I am dead serious. Nothing has happened. It is one thirty in the night, I can't sleep, I am hungry, I am drinking an awesome double brew sugar free vanilla coffee from Mcd's that Monte brought back for me. I am not sleepy yet (coffee doesn't affect me at all). I have been thinking about anything whatsoever to write about and I can't think of nuttin'!.
One thing we did was finally, after months of talking about it we made Italian Wedding Soup. It was very easy, time consuming, but easy. I worked on the broth all day and it was delicious. I put the ingredients into a bowl with the hamburger and made poor Ange mix it. Then using a melon baller she made tiny meatballs. Meanwhile I had ordered the proper teeny pasta from Amazon CANADA, got out the big bag of spinach and voila! soup!!! It was absolutely delicious but I can see it's really only as good as the broth ends up.
I have big fat chubalub arms, the kind one hides with long sleeves (like Oprah does...look next time you see her). There is no way I can hide mine. I hate long sleeves. I can't function or think with long sleeves on.
The reason I mention this is I am really in need of getting an accurate blood pressure reading. I can't use just any machine. My giant upper arms preclude that. I need the big boy cuffs that only doctors have. I even asked at Life Labs the last time I was in there and they don't have them. The regular ones add like twenty points to my numbers and severely cut the blood to my hands off. And it super hurts. The wrist ones are garbage. They are totally unreliable.
Last time I saw the doctor, about last summer time, I found out my blood pressure had snuck up to one fifty over something. Dammit!!! So she prescribed a weird drug that the tele dr. was upset I was taking. I am already on three other ones to get my pressure down to one twenty over something. He said it would dehydrate me...no matter how much I drink.
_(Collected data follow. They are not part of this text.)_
PR #1013, opened 2023-01-31
Split tests into matrix suites

petechd:
To speed up the Unit and Functional test suites that are running on Pull Request we split up Github Action matrix suites further.  Mainly Unit/Integration tests are affected, timeout modal is split into separate suites for each of its test. The longest running suite is features in functional tests now but it can be divided more if needed. Some tasks like linting and translations checks are moved to separate jobs and more dependancies are cached now (pipenv).

### How to review 
Run build to see how it works, `test-functional(timeout-modal)` and `test-unit` jobs are still present because they are required by other PRs. These need to be removed from required in Github settings.

### Checklist


MebinAbraham:
It looks like the virtual environment is being recreated for each of the matrix, I would test to see if you can use the cache from the initial python dependencies and node dependences install. That would save over a minute for each matrix.

petechd:
[Speed up runner GitHub Actions (3 SP)](https://trello.com/c/gWy87RqI/5511-speed-up-runner-github-actions-3-sp)

.github/workflows/pull_request.yml
```diff
@@ -18,6 +18,7 @@ jobs:
       - uses: actions/setup-python@v4
         with:
           python-version: ${{ env.PYTHON_VERSION }}
+          cache: 'pipenv'
```
MebinAbraham, line 21: Do we need our own `Cache virtualenv` set if we can use built in caching?.

.github/workflows/pull_request.yml
```diff
@@ -66,6 +67,7 @@ jobs:
...
       - name: Install apt dependencies
```
MebinAbraham, line 71: Why do we install the apt dependencies multiple times?. Only needed for the unit tests.

.github/workflows/pull_request.yml
```diff
@@ -107,10 +148,50 @@ jobs:
         run: ./scripts/run_validator.sh
       - name: Running schema tests
         run: ./scripts/validate_test_schemas.sh
+  lint-javascript:
```
MebinAbraham, line 151: Any reason to not use existing `python-dependencies` and `node-dependencies`

MebinAbraham: This also isn't saving us much time, as you need python and node deps for the JS one also, since generate pages is python. I think the lint can just be a separate job, to unit test, but I would do python and js lint in same job as 2 steps (can be run in parallel).

.github/workflows/pull_request.yml
petechd: We can probably use built in caching but I didn't test it as it was cached the other way already.

.github/workflows/pull_request.yml
petechd: Removed, only installing for unit test now.

.github/workflows/pull_request.yml
petechd: UPDATE: Removed all virtualenv install instances.

.github/workflows/pull_request.yml
petechd: > Any reason to not use existing `python-dependencies` and `node-dependencies`

I deleted virtualenv install steps everywhere and cache pipenv using the newer syntax. I don't think there's much more we can improve here.

rmccar (approved):
Looks good, compared to previous runs the tests seem to have been sped up quite a bit

tests/functional/wdio.conf.js
```diff
@@ -18,7 +18,12 @@ exports.config = {
   //
   specs: ["./tests/functional/spec/**/*.js"],
   suites: {
-    timeout_modal: ["./tests/functional/spec/timeout/*.spec.js"],
+    timeout_modal_expired: ["./tests/functional/spec/timeout/timeout_modal_expired.spec.js"],
+    timeout_modal_extended: ["./tests/functional/spec/timeout/timeout_modal_extended.spec.js"],
+    timeout_modal_extended_new_window: ["./tests/functional/spec/timeout/timeout_modal_extended_new_window.spec.js"],
+    timeout_modal_post_submission_expired: ["./tests/functional/spec/timeout/timeout_modal_post_submission_expired.spec.js"],
+    timeout_modal_post_submission_extended: ["./tests/functional/spec/timeout/timeout_modal_post_submission_extended.spec.js"],
+    timeout_modal_post_submission_extended_new_window: ["./tests/functional/spec/timeout/timeout_modal_post_submission_extended_new_window.spec.js"],
```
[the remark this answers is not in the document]
petechd: The only problem is these will take longer, it will be consecutive 2 minutes waiting time times 3 plus test time so more than longest test we have now. I've tested these as 3 per spec before and there was no improvement compared to all of them in one spec if I recall correctly.

ONS-Guilhem-Forey (approved):
CI tested, changes look good to me
Aware of Mebin's last pending comment

tests/functional/wdio.conf.js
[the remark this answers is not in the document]
MebinAbraham: All of it together takes ~10 minutes, so how does splitting them into 3 also take ~10 minutes?.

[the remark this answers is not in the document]
petechd: it takes 6 when you split them into 3, each of them around 6 minutes.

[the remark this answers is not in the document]
MebinAbraham: Ya, which is good, given each on their own also takes 6 minutes. Split into 3, takes ~ 6 because it uses both cores. So all good then?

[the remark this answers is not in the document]
petechd: Ok, got it now, thanks.

.github/workflows/pull_request.yml
```diff
@@ -56,6 +46,49 @@ jobs:
...
+        with:
+          node-version: "14.19.0"
+      - name: Write app version
+        run: printf "${{ github.event.pull_request.head.sha }}" > .application-version
+      - name: Install pipenv
+        run: pip install pipenv==2022.11.30
+      - name: Install virtual environment
+        run: pipenv install --dev
+      - name: Load templates
+        run: make load-design-system-templates
```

About a month after starting that pill, and I am not sure it has anything to do with this, I developed tinnitus in my left ear. And it is loud! And it is driving me crazy. And my head pumps. I don't think it is caused by high pressure...it would be in both ears then I figure but I would like to get a doctor that knows what he/she is doing to get this under control. But alas! This is Canada. That won't be happening anytime soon. So if I have a stroke you will know why.
I haven't been eating really properly for the last while. I was looking at the calendar and suddenly realized we are in the middle of March. Crapadoodle!!!! I need and planned to lose fifty pounds before the wedding May 24th! Hokey Dinah!!! I better get on it!!! Twenty five pounds a month. Hmmmmm....that is a lot of not eating. I think I am too old and fat to shoot for that much. Plus every pound you lose at my age adds another layer of crepey skin!!!
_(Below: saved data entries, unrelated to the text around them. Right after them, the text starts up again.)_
PR #1015, opened 2023-01-31
Add support for answer codes in runner

berroar:

Adds support for user defined answer codes set in the schema to be passed downstream in the payload (applies only to data version `0.0.3`).

### How to review 

Use the new `test_answer_codes` schema to test the changes.

Check that the payload generated matches the spec outlined in [the example downstream survey response in this document](https://github.com/ONSdigital/ons-schema-definitions/blob/main/examples/eq_runner_to_downstream/payload_v1/surveyresponse_0_0_3_with_answer_codes.json)

### Checklist


berroar:
[Implement answer_codes in runner and validator (5 SP)](https://trello.com/c/5k8NixXD/5515-implement-answercodes-in-runner-and-validator-5-sp)

app/submitter/converter_v2.py
```diff
@@ -134,4 +136,22 @@ def get_payload_data(
             "lists": list_store.serialize(),
         }
 
+        if answer_codes := schema.json.get("answer_codes"):
+            get_filtered_answer_codes(answer_codes, data)
```
MebinAbraham, line 140: - The function `get_filtered_answer_codes` implies you get sometime back but it is mutating which is always good to avoid. I would update this to return the answer codes then assign `data["answer_codes"] = filtered_answer_codes` here. 

- It's input should just be, `answer_codes` and `answer_ids_to_keep`. It should only be passed what it needs.

- Answer codes should only be assigned if we have at least one. So empty answer codes (because we have no answers) shouldn't be assigned. We can look at changing "answers" and "lists" to match in future as no need to add keys that are empty. But currently validation for answer_codes enforce, it must have at least one item.

schemas/test/en/test_answer_codes.json
```diff
@@ -0,0 +1,169 @@
...
+                {
+                    "blocks": [
+                        {
+                            "type": "Question",
+                            "id": "mandatory-checkbox",
+                            "question": {
+                                "answers": [
+                                    {
+                                        "id": "mandatory-checkbox-answer",
+                                        "mandatory": true,
```
MebinAbraham, line 89: I would make this voluntary so we can test, no answer codes are sent if no answer.

app/submitter/converter_v2.py
```diff
@@ -113,7 +113,7 @@ def get_payload_data(
     routing_path: RoutingPath,
     metadata: MetadataProxy,
     response_metadata: Mapping,
-) -> Union[OrderedDict[str, Any], dict[str, Union[list[Any]]]]:
+) -> Union[OrderedDict[str, Any], dict[str, Union[list[Any], object]]]:
```
MebinAbraham, line 116: Why is it returning `object`?

app/submitter/converter_v2.py
```diff
@@ -134,4 +136,22 @@ def get_payload_data(
...
+        return data
+
     raise DataVersionError(schema.json["data_version"])
+
+
+def get_filtered_answer_codes(
+    answer_codes: Iterable[OrderedDict[str, Any]], data: dict
+) -> None:
+    answer_ids_to_filter = {answer.answer_id for answer in data["answers"]}
+    filtered_answer_codes: list = []
```
MebinAbraham, line 151:
```suggestion
    filtered_answer_codes: list[dict] = []
```

app/submitter/converter_v2.py
```diff
@@ -134,4 +136,22 @@ def get_payload_data(
...
+        if answer_codes := schema.json.get("answer_codes"):
+            get_filtered_answer_codes(answer_codes, data)
+
+        return data
+
     raise DataVersionError(schema.json["data_version"])
+
+
+def get_filtered_answer_codes(
+    answer_codes: Iterable[OrderedDict[str, Any]], data: dict
```
MebinAbraham, line 148: answer_codes: Iterable Mapping?. Ordered dict isn't important for this?.

schemas/test/en/test_answer_codes.json
```diff
@@ -0,0 +1,169 @@
...
+    "data_version": "0.0.3",
+    "survey_id": "0",
+    "title": "Other input fields",
+    "theme": "default",
+    "description": "A questionnaire to demo answer codes.",
+    "messages": {
+        "NUMBER_TOO_LARGE": "Number is too large",
+        "NUMBER_TOO_SMALL": "Number cannot be less than zero",
+        "INVALID_NUMBER": "Please enter an integer"
+    },
```
MebinAbraham, line 14: Can be removed.

MebinAbraham (commented):
Just some minor issues.

schemas/test/en/test_answer_codes.json
berroar: Removed now

app/submitter/converter_v2.py
berroar: Updated this 👍

app/submitter/converter_v2.py
berroar: Updated the method now 👍

app/submitter/converter_v2.py
berroar: I had to make it an iterable dict as otherwise mypy was complaining about the .extend method

app/submitter/converter_v2.py
berroar: Can't seem to fix the issue here at the moment, mypy seems to think the generation of answers/lists in the data payload can be returned as an object 😐

schemas/test/en/test_answer_codes.json
berroar: Updated this 👍

app/submitter/converter_v2.py
berroar: OK, removed this now 👍

app/submitter/converter_v2.py
```diff
@@ -123,15 +123,39 @@ def get_payload_data(
...
-                full_routing_path=routing_path,
-            ),
+        answers = convert_answers_to_payload_0_0_3(
+            answer_store=answer_store,
+            list_store=list_store,
+            schema=schema,
+            full_routing_path=routing_path,
+        )
+
+        data: dict[str, Union[list[Any]]] = {
```
MebinAbraham, line 135:
```suggestion
        data: dict[str, list[dict]] = {
```

app/submitter/converter_v2.py
```diff
@@ -123,15 +123,39 @@ def get_payload_data(
...
+            ):
+                data["answer_codes"] = filtered_answer_codes
+
+        return data
+
     raise DataVersionError(schema.json["data_version"])
+
+
+def get_filtered_answer_codes(
+    answer_codes: Iterable[dict], answer_ids_to_filter: set[str]
```
MebinAbraham, line 153: I suggest enforcing keyword args so these can't be passed wrong way around.

scripts/run_validator.sh
```diff
@@ -1,3 +1,3 @@
 #!/usr/bin/env bash
-tag=latest
+tag=support-answer-codes
```

tests/app/submitter/test_convert_payload_0_0_3.py
```diff
@@ -1351,3 +1351,79 @@ def test_relationship_answers_not_on_path_in_payload(version):
     assert ("related-to-anyone-else-answer", "person1") in answers
     relationships_answer = answers[("relationship-answer", None)]
     assert expected_relationships_answer == relationships_answer["value"]
+
+
+@pytest.mark.parametrize(
```
MebinAbraham, line 1356: I would add a test to ensure the `answer_codes` property isn't in the payload when no answers

schemas/test/en/test_answer_codes.json
```diff
@@ -0,0 +1,164 @@
+{
+    "mime_type": "application/json/ons/eq",
+    "language": "en",
+    "schema_version": "0.0.1",
+    "data_version": "0.0.3",
+    "survey_id": "0",
+    "title": "Other input fields",
```
MebinAbraham, line 7: Needs updating.

berroar: Updated this 👍

app/submitter/converter_v2.py
berroar: Enforcing now 👍

MebinAbraham (approved):

ONS-Guilhem-Forey (approved):
LGTM

tests/app/submitter/test_convert_payload_0_0_3.py
```diff
@@ -1351,3 +1352,189 @@ def test_relationship_answers_not_on_path_in_payload(version):
...
+    "version",
+    (
+        None,
+        AuthPayloadVersion.V2,
+    ),
+)
+def test_all_answers_codes_for_list_collector_questions(version):
```
MebinAbraham, line 1440: I'm not convinced we need this. There is no special behaviour in runner for list collector and answer codes. Testing of list collectors needs to be in validator (if not already). The schema can say, to prove it passes validation.

berroar: Removed the test 👍

MebinAbraham (approved):

Hajara-I:
Not yet ready to approve the PR but have read through and works as expected.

Not that I really care. I like, embrace, being older. Some things have been a surprise though. I don't age in my head. Go figure. And I am not as sure on my feet, my voice won't let me sing anymore, my taste has changed drastically (probably because of all the meds I take...shovel list), I get very sleepy in the day but am wide awake at night, I packed my house to move, mostly by myself, seven years ago. I could not do that now without a lot of sitting sessions. Things like that. But overall I enjoy being older. It is sure easier, socially, than when I was in my younger years. I know EVERYTHING now and it makes convo with people a lot easier. Lol!!!!
Well enough rambling. Another goofy post. My apologies. Til next time...TFL & TTYL
'Age is an issue of mind over matter, if you don't mind, it doesn't matter.' Mark Twain
this quote could be my life mantra!!!